Source records —
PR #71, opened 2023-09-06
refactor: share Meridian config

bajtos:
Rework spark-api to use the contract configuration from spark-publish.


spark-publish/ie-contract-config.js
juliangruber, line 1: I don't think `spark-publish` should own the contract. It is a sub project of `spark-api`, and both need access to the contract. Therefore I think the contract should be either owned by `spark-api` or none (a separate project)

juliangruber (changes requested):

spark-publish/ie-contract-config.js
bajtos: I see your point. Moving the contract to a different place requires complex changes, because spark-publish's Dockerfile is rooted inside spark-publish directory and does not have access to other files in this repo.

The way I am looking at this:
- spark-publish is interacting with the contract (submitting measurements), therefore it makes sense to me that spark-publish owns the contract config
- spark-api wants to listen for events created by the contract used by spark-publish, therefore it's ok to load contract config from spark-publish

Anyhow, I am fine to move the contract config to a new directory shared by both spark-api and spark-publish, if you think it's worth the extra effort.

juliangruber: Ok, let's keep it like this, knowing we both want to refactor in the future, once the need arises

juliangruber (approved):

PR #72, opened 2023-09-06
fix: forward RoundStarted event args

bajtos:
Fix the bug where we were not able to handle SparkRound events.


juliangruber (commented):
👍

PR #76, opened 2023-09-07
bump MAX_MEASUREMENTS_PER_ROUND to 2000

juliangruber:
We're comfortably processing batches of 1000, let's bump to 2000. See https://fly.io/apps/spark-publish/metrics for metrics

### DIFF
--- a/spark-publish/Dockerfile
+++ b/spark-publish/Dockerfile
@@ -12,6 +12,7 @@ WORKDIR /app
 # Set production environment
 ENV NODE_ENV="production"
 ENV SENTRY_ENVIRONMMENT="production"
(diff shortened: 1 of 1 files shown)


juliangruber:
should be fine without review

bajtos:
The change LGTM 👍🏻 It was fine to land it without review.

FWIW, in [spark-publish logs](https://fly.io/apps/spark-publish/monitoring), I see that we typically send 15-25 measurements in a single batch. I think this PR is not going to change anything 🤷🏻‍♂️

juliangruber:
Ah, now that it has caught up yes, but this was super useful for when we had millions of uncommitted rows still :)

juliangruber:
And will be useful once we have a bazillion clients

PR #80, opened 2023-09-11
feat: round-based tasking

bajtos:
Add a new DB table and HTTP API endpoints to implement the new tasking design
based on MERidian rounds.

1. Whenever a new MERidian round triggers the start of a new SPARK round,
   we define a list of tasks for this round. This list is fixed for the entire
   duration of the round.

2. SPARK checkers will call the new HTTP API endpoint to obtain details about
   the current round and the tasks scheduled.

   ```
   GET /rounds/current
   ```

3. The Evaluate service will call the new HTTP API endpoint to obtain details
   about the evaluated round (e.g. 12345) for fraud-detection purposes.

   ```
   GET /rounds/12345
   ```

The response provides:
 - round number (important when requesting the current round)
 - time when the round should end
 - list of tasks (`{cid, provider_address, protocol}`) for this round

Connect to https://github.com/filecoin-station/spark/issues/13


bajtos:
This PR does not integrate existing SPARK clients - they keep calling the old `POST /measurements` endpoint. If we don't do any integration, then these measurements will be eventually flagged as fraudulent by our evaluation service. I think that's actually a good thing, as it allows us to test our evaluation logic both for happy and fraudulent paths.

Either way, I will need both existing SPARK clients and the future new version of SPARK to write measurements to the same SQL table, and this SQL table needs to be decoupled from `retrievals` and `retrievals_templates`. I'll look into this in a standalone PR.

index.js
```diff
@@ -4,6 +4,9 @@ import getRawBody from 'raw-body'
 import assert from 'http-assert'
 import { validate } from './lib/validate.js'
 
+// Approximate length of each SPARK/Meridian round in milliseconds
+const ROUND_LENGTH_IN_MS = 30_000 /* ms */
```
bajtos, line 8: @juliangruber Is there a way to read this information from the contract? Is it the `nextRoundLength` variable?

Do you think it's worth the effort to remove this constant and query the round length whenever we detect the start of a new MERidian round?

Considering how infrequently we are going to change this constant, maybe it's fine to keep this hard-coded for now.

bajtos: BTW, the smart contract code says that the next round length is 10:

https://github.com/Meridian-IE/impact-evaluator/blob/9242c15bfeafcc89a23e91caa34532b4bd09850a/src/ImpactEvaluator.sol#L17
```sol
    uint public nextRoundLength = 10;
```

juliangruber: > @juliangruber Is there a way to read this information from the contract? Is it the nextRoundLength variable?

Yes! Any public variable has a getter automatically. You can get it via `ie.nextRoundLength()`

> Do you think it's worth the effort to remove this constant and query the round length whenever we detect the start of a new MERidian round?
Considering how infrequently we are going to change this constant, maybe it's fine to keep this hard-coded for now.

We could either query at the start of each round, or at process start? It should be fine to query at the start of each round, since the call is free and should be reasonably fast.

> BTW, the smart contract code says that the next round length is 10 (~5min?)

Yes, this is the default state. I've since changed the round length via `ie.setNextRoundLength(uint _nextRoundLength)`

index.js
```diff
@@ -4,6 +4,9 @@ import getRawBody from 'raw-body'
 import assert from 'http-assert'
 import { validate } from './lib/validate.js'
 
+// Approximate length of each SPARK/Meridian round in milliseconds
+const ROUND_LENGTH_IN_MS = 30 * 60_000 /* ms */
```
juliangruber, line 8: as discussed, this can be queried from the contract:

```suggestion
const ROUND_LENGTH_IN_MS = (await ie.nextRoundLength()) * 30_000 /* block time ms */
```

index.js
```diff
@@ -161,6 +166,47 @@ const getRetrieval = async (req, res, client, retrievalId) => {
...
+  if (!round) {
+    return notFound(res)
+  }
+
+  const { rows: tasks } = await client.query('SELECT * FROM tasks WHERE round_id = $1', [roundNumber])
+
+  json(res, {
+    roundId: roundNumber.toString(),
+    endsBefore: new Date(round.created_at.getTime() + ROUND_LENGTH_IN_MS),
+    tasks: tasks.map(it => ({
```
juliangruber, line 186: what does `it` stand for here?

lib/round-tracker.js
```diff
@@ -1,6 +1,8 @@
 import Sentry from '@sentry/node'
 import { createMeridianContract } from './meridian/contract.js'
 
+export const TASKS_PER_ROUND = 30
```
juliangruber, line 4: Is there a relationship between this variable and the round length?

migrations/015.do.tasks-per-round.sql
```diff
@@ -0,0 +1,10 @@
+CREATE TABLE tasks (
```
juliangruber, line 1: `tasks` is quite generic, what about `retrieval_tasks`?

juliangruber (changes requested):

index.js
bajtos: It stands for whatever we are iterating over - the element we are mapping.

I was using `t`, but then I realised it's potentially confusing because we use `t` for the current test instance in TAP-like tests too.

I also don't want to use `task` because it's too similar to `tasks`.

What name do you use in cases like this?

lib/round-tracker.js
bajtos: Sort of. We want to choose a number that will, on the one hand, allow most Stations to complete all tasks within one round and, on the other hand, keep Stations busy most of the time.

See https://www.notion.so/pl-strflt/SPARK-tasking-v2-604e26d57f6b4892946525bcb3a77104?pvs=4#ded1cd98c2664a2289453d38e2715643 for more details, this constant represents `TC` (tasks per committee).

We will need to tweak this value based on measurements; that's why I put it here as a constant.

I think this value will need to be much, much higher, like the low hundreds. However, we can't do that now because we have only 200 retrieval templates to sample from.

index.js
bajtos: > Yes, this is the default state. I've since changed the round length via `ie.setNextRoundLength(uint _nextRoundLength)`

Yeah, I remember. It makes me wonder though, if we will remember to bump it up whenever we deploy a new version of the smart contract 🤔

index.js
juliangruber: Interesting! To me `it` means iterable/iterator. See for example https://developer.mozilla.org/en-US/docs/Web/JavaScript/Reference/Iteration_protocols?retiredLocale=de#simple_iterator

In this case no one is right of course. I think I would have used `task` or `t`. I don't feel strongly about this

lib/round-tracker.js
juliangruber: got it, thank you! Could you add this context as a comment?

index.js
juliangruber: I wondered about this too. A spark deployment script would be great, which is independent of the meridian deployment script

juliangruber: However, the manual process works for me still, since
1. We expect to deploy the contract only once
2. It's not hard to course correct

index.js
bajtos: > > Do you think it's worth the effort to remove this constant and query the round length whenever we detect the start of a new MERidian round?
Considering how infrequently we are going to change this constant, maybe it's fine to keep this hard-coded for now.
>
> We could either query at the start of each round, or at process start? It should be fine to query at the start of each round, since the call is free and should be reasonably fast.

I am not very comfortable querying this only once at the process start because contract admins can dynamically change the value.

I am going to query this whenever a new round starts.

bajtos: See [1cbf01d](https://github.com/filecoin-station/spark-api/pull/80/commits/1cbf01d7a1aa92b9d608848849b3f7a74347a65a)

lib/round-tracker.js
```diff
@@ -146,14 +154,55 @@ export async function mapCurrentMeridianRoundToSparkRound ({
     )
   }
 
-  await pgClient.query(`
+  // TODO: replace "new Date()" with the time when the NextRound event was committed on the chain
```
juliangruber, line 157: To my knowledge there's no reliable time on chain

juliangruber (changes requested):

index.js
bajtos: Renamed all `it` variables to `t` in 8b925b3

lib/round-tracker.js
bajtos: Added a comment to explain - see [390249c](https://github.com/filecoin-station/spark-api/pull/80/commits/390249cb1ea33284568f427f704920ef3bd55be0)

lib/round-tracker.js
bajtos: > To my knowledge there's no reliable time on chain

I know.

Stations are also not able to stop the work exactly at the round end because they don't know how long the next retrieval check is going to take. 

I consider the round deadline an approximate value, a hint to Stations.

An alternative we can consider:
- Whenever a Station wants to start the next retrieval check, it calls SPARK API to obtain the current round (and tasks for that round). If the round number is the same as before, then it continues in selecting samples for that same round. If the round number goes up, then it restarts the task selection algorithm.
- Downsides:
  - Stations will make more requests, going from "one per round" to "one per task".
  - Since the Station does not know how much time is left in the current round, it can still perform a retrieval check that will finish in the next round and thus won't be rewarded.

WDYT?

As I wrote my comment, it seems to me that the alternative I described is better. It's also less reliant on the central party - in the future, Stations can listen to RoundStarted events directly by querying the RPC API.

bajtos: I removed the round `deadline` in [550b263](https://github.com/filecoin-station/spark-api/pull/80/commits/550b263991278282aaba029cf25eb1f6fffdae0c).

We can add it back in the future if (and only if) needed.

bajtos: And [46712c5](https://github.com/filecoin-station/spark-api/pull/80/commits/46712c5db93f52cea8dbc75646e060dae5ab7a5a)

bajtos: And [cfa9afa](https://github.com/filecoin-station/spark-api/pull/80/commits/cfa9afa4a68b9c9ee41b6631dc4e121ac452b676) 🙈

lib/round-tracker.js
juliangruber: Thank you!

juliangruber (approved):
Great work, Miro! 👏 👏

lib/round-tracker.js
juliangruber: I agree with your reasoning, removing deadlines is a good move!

Exercise prompt — The lines to copy run from the first line of the entries to the line containing "- spark-api wants"; copy them exactly and output nothing else.

Written response —
PR #71, opened 2023-09-06
refactor: share Meridian config

bajtos:
Rework spark-api to use the contract configuration from spark-publish.


spark-publish/ie-contract-config.js
juliangruber, line 1: I don't think `spark-publish` should own the contract. It is a sub project of `spark-api`, and both need access to the contract. Therefore I think the contract should be either owned by `spark-api` or none (a separate project)

juliangruber (changes requested):

spark-publish/ie-contract-config.js
bajtos: I see your point. Moving the contract to a different place requires complex changes, because spark-publish's Dockerfile is rooted inside spark-publish directory and does not have access to other files in this repo.

The way I am looking at this:
- spark-publish is interacting with the contract (submitting measurements), therefore it makes sense to me that spark-publish owns the contract config
- spark-api wants to listen for events created by the contract used by spark-publish, therefore it's ok to load contract config from spark-publish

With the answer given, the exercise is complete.